7. Level and swap. You're going to end up with squad members that are injured, or worse, dead. In this case, you're going to have to rely on your back-up. It's going to happen, it's not a matter of if, so don't ignore your lower level squad members. Try and get them all in the fray. You don't need to go too insane with how many you have in your Barracks either. I've settled in at 24 but could run much leaner, at 18 squad members, and I think it'd work just as well, but I also ran into the problem of getting a bunch of Heavies and Snipers added to my squad and not much in the way of Assault or Support Troops. I could go in and get rid of a few, but instead chose to upgrade two of my slackers that I wasn't using much into MEC Troopers, and while I'm not regretting it as they are pretty bad ass, I am regretting mixing it up with my Gene mod troops.
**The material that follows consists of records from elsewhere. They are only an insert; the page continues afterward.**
PR #1328, opened 2023-07-14
feat: Emit error events for Alerts

connorlanigan:
### Description

When an Alert is used to display an error, it now also emits `funnelError` or `funnelSubStepError` events, depending on whether it is placed inside a sub step (such as a container) or somewhere else in a funnel.

### How has this been tested?

Added unit tests, and tested it manually on the new dev page

<details>

#### Correctness

#### Security

#### Testing

</details>

---

### DIFF
--- a/src/alert/__tests__/alert-analytics.test.tsx
+++ b/src/alert/__tests__/alert-analytics.test.tsx
@@ -1,0 +1,183 @@
+// Copyright Amazon.com, Inc. or its affiliates. All Rights Reserved.
+// SPDX-License-Identifier: Apache-2.0
+import React from 'react';
+import { act, render } from '@testing-library/react';
+
+import { FunnelMetrics } from '../../../lib/components/internal/analytics';
+import { useFunnel } from '../../../lib/components/internal/analytics/hooks/use-funnel';
+import Alert from '../../../lib/components/alert';
+
+import {
+  AnalyticsFunnel,
+  AnalyticsFunnelStep,
+  AnalyticsFunnelSubStep,
+} from '../../../lib/components/internal/analytics/components/analytics-funnel';
+
+import { mockFunnelMetrics } from '../../internal/analytics/__tests__/mocks';
+
+describe('Alert Analytics', () => {
+  beforeEach(() => {
+    jest.clearAllMocks();
+    mockFunnelMetrics();
+  });
+
+  test('sends funnelSubStepError metric when the alert is placed inside a substep', () => {
+    render(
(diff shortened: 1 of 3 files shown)


src/alert/index.tsx
```diff
@@ -1,15 +1,56 @@
...
+          subStepAllSelector: getSubStepAllSelector(),
+        });
+      } else {
+        FunnelMetrics.funnelError({
+          funnelInteractionId,
+        });
+      }
+
+      return () => {
+        // eslint-disable-next-line react-hooks/exhaustive-deps
```
jperals, line 46: Does this comment line do anything here?

src/alert/__tests__/alert-analytics.test.tsx
```diff
@@ -0,0 +1,183 @@
...
+      </AnalyticsFunnel>
+    );
+
+    expect(FunnelMetrics.funnelError).not.toHaveBeenCalled();
+
+    expect(FunnelMetrics.funnelSubStepError).toHaveBeenCalledTimes(1);
+    expect(FunnelMetrics.funnelSubStepError).toHaveBeenCalledWith(
+      expect.objectContaining({
+        funnelInteractionId: 'mocked-funnel-id',
+        subStepSelector: expect.any(String),
```
jperals, line 41: Could we test against actual selectors instead of any string, or would it be complicated for some reason?

connorlanigan: That would be difficult, since the selectors contain a randomly generated ID for the substep, which is generated here: 
https://github.com/cloudscape-design/components/blob/eda050146b48c90e6cb47b7037832367e9047300/src/internal/analytics/components/analytics-funnel.tsx#L208

The object looks like this, for example:

```
{
  "funnelInteractionId": "mocked-funnel-id",
  "stepName": undefined,
  "stepNameSelector": ".step-name-selector",
  "stepNumber": 2,
  "subStepAllSelector": "[data-analytics-funnel-substep]",
  "subStepName": undefined,
  "subStepNameSelector": "[data-analytics-funnel-substep=\"substep0-1689587393670-611\"] [data-analytics-funnel-key=\"substep-name\"]",
  "subStepSelector": "[data-analytics-funnel-substep=\"substep0-1689587393670-611\"]"
}
```

src/alert/index.tsx
jperals: OK, thank you for the clarification. Maybe adding an explanatory comment would help here, especially since this rule `react-hooks/exhaustive-deps` doesn't sound related to this specific warning —but I wouldn't block the PR on this.

jperals (approved):

PR #1329, opened 2023-07-14
fix: Emit funnelStepComplete after completion, but not after cancellation

connorlanigan:
### Description

`funnelStepComplete` should be emitted when the funnel is complete. This makes processing the events afterwards easier, since every step has a start and and end event now. The one exception is that no events should be emitted when the flow is cancelled.

### How has this been tested?

Updated unit tests and manual testing in dev pages

<details>

#### Correctness

#### Security

#### Testing

</details>

---

### DIFF
--- a/src/internal/analytics/components/analytics-funnel.tsx
+++ b/src/internal/analytics/components/analytics-funnel.tsx
@@ -85,7 +85,7 @@ export const AnalyticsFunnel = ({ children, ...props }: AnalyticsFunnelProps) =>
         FunnelMetrics.funnelSuccessful({ funnelInteractionId });
       } else {
         FunnelMetrics.funnelCancelled({ funnelInteractionId });
-        funnelState.current === 'cancelled';
+        funnelState.current = 'cancelled';
       }
     };
   }, []);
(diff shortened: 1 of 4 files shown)


src/internal/analytics/components/analytics-funnel.tsx
```diff
@@ -180,7 +180,7 @@ export const AnalyticsFunnelStep = ({ children, stepNumber, stepNameSelector }:
 
     return () => {
       //eslint-disable-next-line react-hooks/exhaustive-deps
-      if (funnelInteractionId && funnelState.current === 'default') {
+      if (funnelInteractionId && funnelState.current !== 'cancelled') {
```
Al-Dani, line 183: are there any other states besides `default` and `cancelled`?

connorlanigan: Yes, the possible values are defined in this type: https://github.com/cloudscape-design/components/blob/eda050146b48c90e6cb47b7037832367e9047300/src/internal/analytics/context/analytics-context.ts#L6

The `validating` state is similar to the `default` state, except that the funnel is in a loading state (detected thought the primary button having `loading={true}`). If the step unmounts during either of these two states (but the funnel hasn't been cancelled), then the step was successful, and should emit the event here.

The `complete` state is entered when the funnel has been successfully submitted, i.e. the resource has been created. We still want to emit `funnelStepComplete` when the step unmounts, so that the step has a start and end that can later be used in calculations.

Al-Dani (approved):

PR #1331, opened 2023-07-14
fix: Render Visual Refresh background height in sync with content

jperals:
### Description

Alternative approach to https://github.com/cloudscape-design/components/pull/1344, a bit less orthodox (adding imperative DOM updates) but more performant.

As a long-term fix, we want to refactor app layout so that resize observer calls are not necessary to keep the content and the background in sync.

Ticket: AWSUI-21410

### How has this been tested?

- Tested manually by locally switching the package to React 18 and using Chrome developer tools (CPU throttling, performance tools). Performance measurements yielded no performance regression
- Added page to manually test
- Added unit tests
- Deployed in my pipeline. Lighthouse test results report actually faster results than main:
  - Table view:
    - Score: +0.01
    - Bootup time: -118ms (-7.58%)
    - Total blocking time: -41ms (-6.38%)
  - Table inline editing view:
    - Score: +0.01
    - Bootup time: -22ms (-1.35%)
    - Total blocking time: -50ms (-7.27%)

<details>

#### Correctness

#### Security

#### Testing

</details>

---


src/app-layout/__tests__/dynamic-overlap.test.tsx
```diff
@@ -0,0 +1,94 @@
...
+  test('sets dynamic overlap when content header is present', () => {
+    const { isDynamicOverlapSet, isDynamicOverlapDisabled } = renderApp({
+      content: <ComponentWithDynamicOverlap />,
+      contentHeader: 'Content header',
+    });
+    expect(isDynamicOverlapSet()).toBe('true');
+    expect(isDynamicOverlapDisabled()).toBe('false');
+  });
+
+  test('sets dynamic overlap when height is higher than 0', () => {
```
rubencarvalho, line 65: Could we have a test case where the height dynamically changes (for example, from `800` to `0`) and we check for the expected values of `isDynamicOverlapSet` and `isDynamicOverlapDisabled`?

Or is this not something that can happen?

jperals: It's not impossible that these state variables change during the lifecycle of an application but I think it should be rather rare. Some of these events should happen:

1. The height of a child component that uses the dynamic overlap hook changes from 0 to non-0, or the other way around from non-0 to 0
2. A child component that uses the dynamic overlap hook is added or removed
3. `contentHeader` is passed and then not passed anymore, or the other way around
4. The value of the `disableDynamicOverlap` property passed to the app layout changes

I just added a test that checks these state variables after re-rendering, based on the case 2 above. Case 1 would be tricky to test because we would need to simulate a call to the resize observer hook.

src/app-layout/visual-refresh/context.tsx
```diff
@@ -487,6 +490,38 @@ export const AppLayoutInternalsProvider = React.forwardRef(
...
+         * because they will rarely change within the lifecycle of an application.
+         */
+        const element = typeof layoutElement === 'function' ? layoutElement(null) : layoutElement?.current;
+        if (isOverlapDisabled || height <= 0) {
+          element?.style.removeProperty(customCssProps.overlapHeight);
+        } else {
+          element?.style.setProperty(customCssProps.overlapHeight, `${height}px`);
+        }
+      },
+      [layoutElement, props.contentHeader, props.disableContentHeaderOverlap]
```
avinashbot, line 522: `props.contentHeader` is a `ReactNode`, which is rarely stable between renders anyway. This means the function will update identity each render, making `useCallback` useless.

If it's just provided to check for the _existence_ of the property rather than the contents, maybe you could define a variable outside the function and use it internally? That would make it safer.

```
const hasContentHeader = !!props.contentHeader;
useCallback(() => { ... }, [layoutElement, hasContentHeader, props.disableContentHeaderOverlap]);
```

src/app-layout/visual-refresh/context.tsx
```diff
@@ -487,6 +490,38 @@ export const AppLayoutInternalsProvider = React.forwardRef(
...
+        /**
+         * React 18 will trigger a paint before the state is correctly updated
+         * (see https://github.com/facebook/react/issues/24331).
+         * To work around this, we bypass React state updates and imperatively update the custom property on the DOM.
+         * An alternative would be to use `queueMicrotask` and `flushSync` in the ResizeObserver callback,
+         * but that would have some performance impact as it would delay the render.
+         * Using React state for `isDynamicOverlapSet` and `isDynamicOverlapDisabled` is less problematic
+         * because they will rarely change within the lifecycle of an application.
+         */
+        const element = typeof layoutElement === 'function' ? layoutElement(null) : layoutElement?.current;
```
avinashbot, line 515: Not sure what `layoutElement(null)` does here. It just unsets the ref? I think it works here just because of internal implementation details, since `layoutElement` happens to be an ObjectRef usually. If we're using the ref for things other than resize observer, maybe another ref property (typed as `ObjectRef`) is needed.

avinashbot (changes requested):

src/app-layout/visual-refresh/context.tsx
jperals: This variable is returned by `useContainerQuery` which returns `React.Ref<any>`, which in turn is `RefCallback<any> | RefObject<any> | null`, but its value is set only by the Layout component [here](https://github.com/cloudscape-design/components/blob/main/src/app-layout/visual-refresh/layout.tsx#L87) so we know it's going to be an ObjectRef and not a RefCallback.

If it looks better, we could as well just do nothing if it is a function.

jperals: Updated.

avinashbot: Not ideal, but it does have a comment and it works for now. Not going to treat it as blocking.

src/internal/hooks/use-dynamic-overlap/index.ts
```diff
@@ -21,21 +23,30 @@ export interface UseDynamicOverlapProps {
 export function useDynamicOverlap(props?: UseDynamicOverlapProps) {
   const disabled = props?.disabled ?? false;
   const setDynamicOverlapHeight = useContext(DynamicOverlapContext);
-  const [overlapHeight, overlapElementRef] = useContainerQuery(rect => rect.contentBoxHeight);
+  const overlapElementRef = useRef(null);
 
-  useLayoutEffect(
-    function handleDynamicOverlapHeight() {
+  const getElement = useCallback(() => overlapElementRef.current, [overlapElementRef]);
```
avinashbot, line 28: 😭 I'm so not a fan of this ResizeObserver hook API

avinashbot (approved):

src/app-layout/__tests__/dynamic-overlap.test.tsx
rubencarvalho: Alright, that makes sense!

src/app-layout/visual-refresh/context.tsx
rubencarvalho: Should `layoutElement` somehow end up being used as a `RefCallback`, it will also cause this `useCallback` to recreate the `updateDynamicOverlapHeight` function on every render.

Anyway, it seems unlikely, so it is also non-blocking for me.

rubencarvalho (approved):

PR #1342, opened 2023-07-18
chore: Add optional chaining to focusedSegmentRef

rubencarvalho:
### Description

This is a corner case we didn't account for. To avoid `focusedSegmentRef.current is null` errors, we add optional chaining to this.

Related issue: AWSUI-21557

### How has this been tested?

<details>

#### Correctness

#### Security

#### Testing

</details>

---


just-boris:
Are you sure this is the right fix for the issue? In your approach it calls `clearHighlightedSegment` when this ref is empty? Maybe we should do nothing instead (go into early return branch)?

What are the steps to reproduce the issue? 

And ideally, this should be covered by a test too.

rubencarvalho:
> Are you sure this is the right fix for the issue? In your approach it calls `clearHighlightedSegment` when this ref is empty, maybe we should do nothing instead (go into early return branch)?
> 
> What are the steps to reproduce the issue?
> 
> And ideally, this should be covered by a test too.

I can't reproduce this and I could not understand how this can happen (following the logic on our code). It must be a very corner case of a race condition where the segment is no longer highlighted but the popover is still present.

But that said, if `focusedSegmentRef` is the active segment, why would there be a popover if the segment wasn’t active? That's why I replaced the `!` with `?`, and if there isn’t a `focusedSegmentRef`, I think it is safe to `clearHighlightedSegment` (which also closes the popover).

Regarding the test, I'm not sure how to test the condition I changed, as I'm not sure there's a way of replicating this programatically. Happy to take a suggestion.

just-boris:
I am not sure if the expected behavior to go into `then` or `else` branch. It is a real 50/50

I think the best option is to go back to the original reporter and ask for details. Their current report is too vague.

just-boris:
Closing this one for now, until we get more details about the bug report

The point is, don't neglect your lowbies. Get them in on the action and killing bad guys, as that's the only way you'll level them.

8. Genetics Versus Technology. While I wouldn't change a thing now, as I do like both my gene enhanced forces and my MEC troops, your first go round, you might want to pick one or the other, as the MELD resources you collect will go fast if you're dumping it into both advancements. After genetically enhancing just 3 troops, converting 2 over to MECs and building a MEC suit to tier 2 and another to tier 1, I ended up being tapped out on my MELD resources. It goes fast, so plan accordingly. While I like my mods and the two MEC troopers, I only ever field one, and I'm not currently getting the full benefits of the gene mods because I'm trying to level up the rest of my squaddies. It's difficult to balance either way, and yes, you can get more resources as you go as I was able to mod another soldier and upgrade one MEC to tier 3, but it's much harder to do so.
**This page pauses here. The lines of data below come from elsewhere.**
PR #1594, opened 2023-09-28
chore: Change default Funnel Name selector for Forms and Modals

michaeldowseza:
### Description

We saw two issues with the funnel names reported by some customers that were either 1. reporting incorrectly due to asynchronously render their breadcrumbs for various reasons or 2. using a modal with an embedded form would use the breadcrumb as its funnel name which might be unrelated to the modal contents (e.g. Feedback dialogs). 

This PR tries to improve this for Forms by allowing it to rather prefer using the Form Header slot instead of the breadcrumb and for Modals it introduces a new context where it can provide the preferred funnel name selector to the Funnel.

New behaviour:
- Forms will now default to the Form Header slot instead of Breadcrumb
- Forms inside a Modal will default to the Modal Header instead of Breadcrumb

### How has this been tested?

Updated unit tests

<details>

#### Correctness

#### Security

#### Testing

</details>

---

### DIFF
--- a/src/form/__tests__/analytics.test.tsx
+++ b/src/form/__tests__/analytics.test.tsx
@@ -5,16 +5,18 @@ import { act, render } from '@testing-library/react';
 
 import createWrapper from '../../../lib/components/test-utils/dom';
 import Button from '../../../lib/components/button';
+import Container from '../../../lib/components/container';
 import Form from '../../../lib/components/form';
+import Header from '../../../lib/components/header';
 import Modal from '../../../lib/components/modal';
-import BreadcrumbGroup from '../../../lib/components/breadcrumb-group';
 
 import { FunnelMetrics } from '../../../lib/components/internal/analytics';
 import { useFunnel } from '../../../lib/components/internal/analytics/hooks/use-funnel';
 
 import { mockFunnelMetrics, mockInnerText } from '../../internal/analytics/__tests__/mocks';
-import Container from '../../../lib/components/container';
-import Header from '../../../lib/components/header';
+
+import formStyles from '../../../lib/components/form/styles.selectors.js';
+import modalStyles from '../../../lib/components/modal/styles.selectors.js';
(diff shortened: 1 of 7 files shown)


src/form/__tests__/analytics.test.tsx
```diff
@@ -350,4 +339,25 @@ describe('Form Analytics', () => {
...
+    render(
+      <Modal header="My Modal Funnel" visible={true}>
+        <Form>
+          <Container header={<Header>Substep one</Header>}></Container>
+          <Container header={<Header>Substep two</Header>}></Container>
+        </Form>
+      </Modal>
+    );
+
+    act(() => void jest.runAllTimers());
```
just-boris, line 353: Not blocking for this PR, but I have received customer complains about analytics caused "unwrapped act" warnings. We need to more carefully consider every case where we have to wrap some updates in `act` in order to work

src/internal/analytics/components/analytics-funnel.tsx
```diff
@@ -68,6 +68,8 @@ const InnerAnalyticsFunnel = ({ children, stepConfiguration, ...props }: Analyti
   const [funnelInteractionId, setFunnelInteractionId] = useState<string>('');
   const [submissionAttempt, setSubmissionAttempt] = useState(0);
   const isVisualRefresh = useVisualRefresh();
+  const inheritedFunnelNameSelector = useFunnelNameSelector();
+  const funnelNameSelector = props.funnelNameSelector || inheritedFunnelNameSelector || getFunnelNameSelector();
```
just-boris, line 72: Because `getFunnelNameSelector` is a function returning a constant value, I would recommend refactoring it into a plain constant.

Current state makes it prone to having side effects inside React's render function, possibly returning incorrect selectors

just-boris (approved):
Approved with follow up suggestions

9. Save often, unless you're playing Ironman. I know there's a lot of this or that about what's referred to as 'save scumming,' which is basically just going back to a previous save game and going from there. You can save yourself a lot of grief playing this way unless you're playing on Ironman, in which case that's never going to be an option. If you're completely unhappy with the outcome of events, lost too many valuable squad members or just think, 'hey I can do this better,' then going back to a previous good save is always a fair option. It's even better when you don't have to, but unless you're Ironmanning it, there's no reason not to.
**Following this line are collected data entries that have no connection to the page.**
PR #1603, opened 2023-10-02
fix: Remove unnecessary preventDefault in mouse event handlers

just-boris:
### Description

Remove this code because it triggers an error message: "Unable to preventDefault inside passive event listener due to target being treated as passive"

Related links, issue #, if available: related code was added in CR-56013320

### How has this been tested?

Locally, no differences

<details>

#### Correctness

#### Security

#### Testing

</details>

---

### DIFF
--- a/src/button-dropdown/category-elements/expandable-category-element.tsx
+++ b/src/button-dropdown/category-elements/expandable-category-element.tsx
@@ -45,8 +45,7 @@ const ExpandableCategoryElement = ({
     }
   };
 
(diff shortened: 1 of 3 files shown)


Al-Dani (approved):

just-boris:
@pan-kot since you added this code, can you have a look too?

Can you explain why you added `event.preventDefault()` in the first place, because for me it seems like it does nothing useful

pan-kot (approved):

PR #1611, opened 2023-10-04
refactor: Property filter internal settings lookup

pan-kot:
### Description

Refactored property filter as a preparation for the API extension to decouple properties and definitions. Added a new test page to imitate one of the current problems - when the properties are not provided the tokens lack labels, formatters, and custom forms that come from the properties. This problem is meant to be fixed by https://github.com/cloudscape-design/components/pull/689.

Related links: AWSUI-22200

### How has this been tested?

Existing tests

<details>

#### Correctness

#### Security

#### Testing

</details>

---


src/property-filter/controller.ts
```diff
@@ -127,21 +120,13 @@ export const parseText = (
...
-
 interface OptionGroup<T> {
   label: string;
   options: T[];
 }
 
 export const getAllValueSuggestions = (
-  filteringOptions: readonly InternalFilteringOption[],
-  filteringProperties: readonly InternalFilteringProperty[],
+  filteringSettings: FilteringSettings,
```
just-boris, line 129: This "knows it all" `filteringSettings` objects violates system design principles. Each component should receive only the minimum information it needs to operate. 

This "god object" breaks encapsulation between property filter sub components

just-boris (commented):
I see this PR as a step backwards in code quality. The main objective of decoupling properties and definitions could be solved without this

I can approve it you insist, but still recommend to re-consider your system design decisions

src/property-filter/controller.ts
pan-kot: In the component the filtering properties and filtering options are used together more often than not. If you think it makes sense I can ensure the functions only receive the data they actually consume e.g. if only options are used - then only the options will be passed, not the entire settings object.

On the brighter side this settings structure helps in the following ways:
1. Encapsulates the relations between properties and options (and is going to be extended to also include definitions);
2. Performs all necessary mappings in one place so that in the downstream functions there is no longer a need to find properties by key or options by property key.

src/property-filter/index.tsx
```diff
@@ -158,46 +159,58 @@ const PropertyFilter = React.forwardRef(
...
-    const internalFilteringOptions: readonly InternalFilteringOption[] = filteringOptions.map(option => {
-      const formatter = propertyByKey.get(option.propertyKey)?.getValueFormatter();
       return {
-        propertyKey: option.propertyKey,
-        value: option.value,
-        label: formatter ? formatter(option.value) : option.label ?? option.value ?? '',
+        properties: [...propertyByKey.values()],
+        options,
+        getProperty,
+        getPropertyOptions,
```
just-boris, line 205: 2nd system design issue. Components propagate data top down. Propagating getters violates this principle because communication becomes bi directional.


Ideally props propagation should be like a funnel, narrowing down more specific things on each new component level

src/property-filter/controller.ts
just-boris: Your "bright side" points is the book definition of the "god object" anti-pattern. Try to simplify individual components, and not create mega-controller (aka `filteringSettings`) where it is not needed.

src/property-filter/index.tsx
just-boris: Also see another comment below. Found another red flag in this implementation: https://github.com/cloudscape-design/components/pull/1611#discussion_r1348626190

src/property-filter/controller.ts
just-boris: Also see another comment below. Found another red flag in this implementation: https://github.com/cloudscape-design/components/pull/1611#discussion_r1348626190

src/property-filter/index.tsx
pan-kot: I don't think it violates the React principles as those functions are just getters - an interface on top of the data structure. An alternative could be to pass down structure itself like a bunch of dictionaries and collections, but the getters contribute to better encapsulation.

Consider:
```
function createMapping(...) {
  const propertiesByKey = new Map();
  // ... create mapping from properties
  return propertiesByKey;
}

// and

function createMapping(...) {
  const propertiesByKey = new Map();
  // ... create mapping from properties
  const getProperty = (key: string) => {
    const property = propertiesByKey.get(key);
    if (!key) {
      throw new Error('Invariant violation: missing property');
    }
    return property;
  }
  return { getProperty };
}
```

Both functions perform the same work but the second one results in a better API by validating the output so that consumers should no longer care about the missing properties. It also more restrictive as it does not offer the list of available properties and it can't be mutated.

src/property-filter/__tests__/utils.test.ts
```diff
@@ -108,47 +108,55 @@ describe('matchOperatorPrefix', () => {
 });
 
 describe('matchTokenValue', () => {
+  const property = filteringProperties.find(p => p.propertyKey === 'key') ?? null;
```
just-boris, line 111: `filteringProperties` is a constant object declared above. Do you need `?? null` if you can confidently say it is there?

or if it is not there, can this code be simplified?

src/property-filter/__tests__/common.ts
```diff
@@ -59,9 +59,12 @@ export function toInternalProperties(properties: FilteringProperty[]): InternalF
   }));
 }
 
-export function toInternalOptions(options: FilteringOption[]): InternalFilteringOption[] {
+export function toInternalOptions(
```
just-boris, line 62: This is a logic duplication. What if the logic of this function deviate of the real one here: https://github.com/cloudscape-design/components/blob/70bafc50860ae991853c407766ca4d4a11199965/src/property-filter/index.tsx#L185-L190

Can you trust these tests after it?

src/property-filter/index.tsx
```diff
@@ -149,65 +150,75 @@ const PropertyFilter = React.forwardRef(
...
-        operators: (property.operators ?? []).map(op => (typeof op === 'string' ? op : op.operator)),
-        defaultOperator: property.defaultOperator ?? '=',
-        getValueFormatter: operator => (operator ? extendedOperators.get(operator)?.format ?? null : null),
-        getValueFormRenderer: operator => (operator ? extendedOperators.get(operator)?.form ?? null : null),
-        externalProperty: property,
-      };
-    });
-
-    const propertyByKey = new Map(internalFilteringProperties.map(p => [p.propertyKey, p]));
+    const { internalProperties, internalOptions, internalQuery } = useMemo(() => {
```
just-boris, line 161: This memo is useless, because collection hooks produces new array on every render anyway: https://github.com/cloudscape-design/collection-hooks/blob/main/src/utils.ts#L116

Please do not add any `useMemo` until you are really sure it works.

pages/property-filter/single-use-properties.page.tsx
```diff
@@ -0,0 +1,36 @@
+// Copyright Amazon.com, Inc. or its affiliates. All Rights Reserved.
```
just-boris, line 1: Do I understand correctly that this demo currently does not work?

How about not adding this demo into the mainline for now?

pan-kot: Alright.

just-boris (approved):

10. Stun versus Kill. There's a big thing for capturing and interrogating aliens in the game. The problem is you have to get in close to stun them, and really the only immediate advantage is that their weapon doesn't explode. You don't get experience for a stun versus a kill, so really the only benefit is from the interrogation and an extra alien weapon. So go ahead and plug those humans and aliens with your low level characters. Stunning is over-rated anyway. Take your higher level trooper in that doesn't need the kill experience at the moment to stun if you absolutely have to.